В 1988–1989 гг. автор вернулся к работе над книгой и полностью подготовил к изданию расширенную почти в полтора раза версию книги. Но это издание так и не вышло в свет по ряду причин, главной из которой было опасение автора оказать невольную помощь различным силам, начавшим в то время яростную атаку против Московской патриархии. Наряду с некоторыми полусектантскими движениями, во главе этой атаки встала Зарубежная синодальная церковь. Надо сказать, что использование бывшими «карловчанами» жупела «сергианства» носит чисто политический и конъюнктурный характер. Будучи сами откровенными узурпаторами церковной власти за рубежом, они не имеют никакого морального права обвинять в узурпации митрополита Сергия.
Зарубежные «синодалы» превзошли самого митрополита Сергия в развитии худших традиций эпохи Победоносцева. Суть этой новоявленной «традиции» – глубокое презрение к человеческой личности и связанной с ней соборности, пугливая подозрительность ко всем проявлениям творческого духа, несокрушимая вера в административное принуждение как высший аргумент в любом церковном споре. К несчастью, достаточно широкая поддержка в определенных кругах верующих им обеспечена. Спекулируя на неизбежных муках запоздалого роста, которые обрушились сейчас на Россию, эти лжефундаменталисты (ибо фундамент подлинной традиции они как раз и разрушают) пытаются законсервировать в душах отдельных верующих состояние личной и национальной инфантильности, причем злобной и агрессивной.
Но есть и другая опасность – отрыв от корней во имя мнимого творчества, отказ от традиции во имя ложно понятой свободы, стремление к поверхностному, иллюзорному межконфессиональному сближению, готовность к безответственным реформам, ведущим не к харизматическому возрождению, но к эмоциональному разгорячению при «теплохладности» духа. Тот духовный вакуум, который образовался за десятилетия господства примитивной и принудительной государственной идеологии, легко заполняется внешне привлекательными суррогатами духовности.

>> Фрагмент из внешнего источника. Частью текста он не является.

PR #19625, opened 2024-11-04
fix(rust): Run join type coercion with correct schemas active

### LINKED ISSUE #19597: Type coercion of inequality joins propagates wrong types to literals in expressions referencing columns of right table
### Checks

### Reproducible example

```python
import polars as pl

left = pl.LazyFrame({"a": pl.Series([1, 2, 3], dtype=pl.Float64)})

right = pl.LazyFrame({"a": pl.Series([1, 2, 3], dtype=pl.Int64), "b": pl.Series([1, 2, 3], dtype=pl.Int8)})

q_bad_1 = left.join_where(right, pl.col("a") <= pl.col("a_right") * 2)

q_bad_2 = left.join_where(right, pl.col("a") <= pl.col("b") * 2)

print(q_bad_1.explain())

print(q_bad_2.explain())
```

### Log output

_No response_

### Issue description

Output of those prints is:

```
IEJOIN JOIN:
LEFT PLAN ON: [col("a")]
  DF ["a"]; PROJECT */1 COLUMNS; SELECTION: None
RIGHT PLAN ON: [[(col("a")) * (2.0)]]
  DF ["a", "b"]; PROJECT */2 COLUMNS; SELECTION: None
END IEJOIN JOIN
```

And
```
IEJOIN JOIN:
LEFT PLAN ON: [col("a")]
  DF ["a"]; PROJECT */1 COLUMNS; SELECTION: None
RIGHT PLAN ON: [[(col("b")) * (dyn int: 2)]]
  DF ["a", "b"]; PROJECT */2 COLUMNS; SELECTION: None
END IEJOIN JOIN
```

Notice how in the first case, the right plan expression has a float literal, where it should be an int literal. In the second case, the right plan expression hasn't managed to determine the type of the literal (it's still a `dyn int`).

I did some printf-debugging:

```diff
diff --git a/crates/polars-plan/src/plans/conversion/type_coercion/binary.rs b/crates/polars-plan/src/plans/conversion/type_coercion/binary.rs
index 24f65b3465..9c95826416 100644
--- a/crates/polars-plan/src/plans/conversion/type_coercion/binary.rs
+++ b/crates/polars-plan/src/plans/conversion/type_coercion/binary.rs
@@ -124,6 +124,9 @@ pub(super) fn process_binary(
     node_right: Node,
 ) -> PolarsResult<Option<AExpr>> {
     let input_schema = get_schema(lp_arena, lp_node);
+    println!("{:?}", input_schema);
+    println!("{:?}", expr_arena.get(node_left));
+    println!("{:?}", expr_arena.get(node_right));
     let (left, type_left): (&AExpr, DataType) =
         unpack!(get_aexpr_and_type(expr_arena, node_left, &input_schema));
     let (right, type_right): (&AExpr, DataType) =
```

The output from the two queries is:

```
Schema:
name: a, field: Float64

Column("a")
Literal(dyn int: 2)
Schema:
name: a, field: Float64

Column("a")
Cast { expr: Node(2), dtype: Float64, options: NonStrict }
```

and
```
Schema:
name: a, field: Float64

Column("b")
Literal(dyn int: 2)
```

So it looks like `run_coercion` for join nodes is always sending down the schema for the left table, but then I got a bit lost.

### Expected behavior

I expect the correct dtypes to be propagated to literals in both cases. I stumbled into this implementing conditional joins in the GPU engine, I trust the dtypes that polars has given me, but in these cases, I get mismatches and then libcudf doesn't like it. I can work around the bugs by doing my own type propagation, but it feels like this is an actual bug, even though it is probably quite benign.

### Installed versions

<details>

```
--------Version info---------
Polars:              1.12.0
Index type:          UInt32
Platform:            Linux-6.8.0-48-generic-x86_64-with-glibc2.35
LTS CPU:             False

----Optional dependencies----
adbc_driver_manager  1.2.0
altair               5.4.1
cloudpickle          3.1.0
connectorx           0.3.3
deltalake            0.21.0
fastexcel            0.12.0
gevent               24.10.3
great_tables         0.13.0
matplotlib           3.9.2
nest_asyncio         1.6.0
numpy                2.0.2
openpyxl             3.1.5
pandas               2.2.3
pyarrow              17.0.0
pydantic             2.9.2
sqlalchemy           2.0.36
torch                2.4.1.post302
xlsx2csv             0.8.3
xlsxwriter           3.2.0
```

</details>

wence-:
We previously ran type coercion for the left (respectively right) key expressions with the schema of the output join node active. This is incorrect since the keys may not even refer to column names in the output (if the expressions do not refer to columns). Instead, the left (right) key expressions must be coerced with the left (right) inputs active.

With this done, we now no longer need to run type coercion on the resulting Join node, and instead must just add it to the arena.

- Fixes #19597

### DIFF
--- a/crates/polars-plan/src/plans/conversion/join.rs
+++ b/crates/polars-plan/src/plans/conversion/join.rs
@@ -110,7 +110,13 @@ pub fn resolve_join(
     ctxt.conversion_optimizer
         .fill_scratch(&left_on, ctxt.expr_arena);
     ctxt.conversion_optimizer
+        .coerce_types(ctxt.expr_arena, ctxt.lp_arena, input_left)
+        .map_err(|e| e.context("'join' failed".into()))?;
+    ctxt.conversion_optimizer
         .fill_scratch(&right_on, ctxt.expr_arena);
+    ctxt.conversion_optimizer
+        .coerce_types(ctxt.expr_arena, ctxt.lp_arena, input_right)
+        .map_err(|e| e.context("'join' failed".into()))?;
 
     // Every expression must be elementwise so that we are
     // guaranteed the keys for a join are all the same length.
@@ -128,7 +134,7 @@ pub fn resolve_join(
         right_on,
         options,
     };
-    run_conversion(lp, ctxt, "join")
+    Ok(ctxt.lp_arena.add(lp))
 }
 
 #[cfg(feature = "iejoin")]
--- a/crates/polars-plan/src/plans/conversion/join.rs
+++ b/crates/polars-plan/src/plans/conversion/join.rs
@@ -118,6 +118,22 @@ pub fn resolve_join(
         .coerce_types(ctxt.expr_arena, ctxt.lp_arena, input_right)
         .map_err(|e| e.context("'join' failed".into()))?;
 
+    let get_dtype = |expr: &ExprIR, schema: &SchemaRef| {
+        ctxt.expr_arena
+            .get(expr.node())
+            .get_type(schema, Context::Default, ctxt.expr_arena)
+            .ok()
+            .unwrap()
+    };
+    for (lnode, rnode) in left_on.iter().zip(right_on.iter()) {
+        let ltype = get_dtype(lnode, &schema_left);
+        let rtype = get_dtype(rnode, &schema_right);
+        polars_ensure!(
+            ltype == rtype,
+            SchemaMismatch: "datatypes of join keys don't match - `{}`: {} on left does not match `{}`: {} on right",
+            lnode.output_name(), ltype, rnode.output_name(), rtype
+        )
+    }
     // Every expression must be elementwise so that we are
     // guaranteed the keys for a join are all the same length.
     let all_elementwise =
--- a/py-polars/tests/unit/operations/test_join.py
+++ b/py-polars/tests/unit/operations/test_join.py
@@ -14,6 +14,7 @@ from polars.exceptions import (
     ComputeError,
     DuplicateError,
     InvalidOperationError,
+    SchemaError,
 )
 from polars.testing import assert_frame_equal, assert_series_equal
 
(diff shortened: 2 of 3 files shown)


wence-:
Note that this induces a behaviour change for some join expressions.

For example:

```python
import polars as pl
left = pl.LazyFrame({"a": pl.Series([1, 2, 3], dtype=pl.Float64)})
right = pl.LazyFrame({"a": pl.Series([1, 2, 3], dtype=pl.Int64)})

q_col_keys = left.join(right, left_on=pl.col("a"), right_on=pl.col("a"))

q_col_exprs = left.join(right, left_on=pl.col("a")*2, right_on=pl.col("a")*2)

# Old behaviour
q_col_keys.collect() # => ComputeError: datatypes of join keys don't match - `a`: f64 on left does not match `a`: i64 on right

q_col_exprs.collect()

# shape: (3, 3)
# ┌─────┬─────────┬─────┐
# │ a   ┆ a_right ┆ b   │
# │ --- ┆ ---     ┆ --- │
# │ f64 ┆ i64     ┆ i8  │
# ╞═════╪═════════╪═════╡
# │ 1.0 ┆ 1       ┆ 1   │
# │ 2.0 ┆ 2       ┆ 2   │
# │ 3.0 ┆ 3       ┆ 3   │
# └─────┴─────────┴─────┘

# New behaviour

q_col_keys.collect() # => ComputeError: datatypes of join keys don't match - `a`: f64 on left does not match `a`: i64 on right

q_col_exprs.collect() # => ComputeError: datatypes of join keys don't match - `a`: f64 on left does not match `a`: i64 on right
```

So we're more consistent.

I think it should now also be possible to complain during schema validation, rather than compute, that the join keys have mismatching types but I couldn't spot the right place to do so.

wence-:
Not sure the best way to test this.

ritchie46:
> Not sure the best way to test this.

Наша надежда на преодоление этих болезней – в творческом, молитвенно сосредоточенном усвоении подлинной, глубинной традиции, в ее живом и плодотворном развитии в соответствии с новыми реалиями, перед которыми Господь поставил Свою Церковь.
Глубоко символичным и не случайным является тот факт, что обе враждующие друг с другом ложные тенденции церковной жизни возглавляются иерархами, для которых митрополит Сергий служит кумиром и образцом. Поэтому фигура этого церковного деятеля, споры вокруг оценки его деятельности становятся особенно актуальными.
За годы, прошедшие со времени выхода в свет парижского издания «Трагедии Русской церкви», было опубликовано множество материалов и документов, и поток публикаций продолжается. Многие пробелы в нашей работе можно было бы восполнить, но, насколько мы можем судить, каких-либо серьезных ошибок в нашем издании не обнаружено. Когда в мае 1990 г. «Известия КПСС» вынуждены были опубликовать подлинник печально знаменитого письма В.И. Ленина по делу о церковных ценностях, мы обнаружили большое число мелких разночтений с нашей версией, не меняющих самого смысла текста. Это обусловлено тем, что письмо было заучено наизусть одним из сотрудников секретного ленинского архива, и разночтения обусловлены характерными при устном запоминании ошибками памяти.
Автор пользуется случаем отвести от себя незаслуженную похвалу ныне покойного протопресвитера Иоанна Мейендорфа за «героический», как он выразился, труд по собиранию уникальных церковных документов. Как было подробно объяснено в предисловии автора к первому изданию, этот действительно героический труд совершили другие. Задача же автора состояла в отборе, осмыслении и удобной для читателя подаче этого обширного материала.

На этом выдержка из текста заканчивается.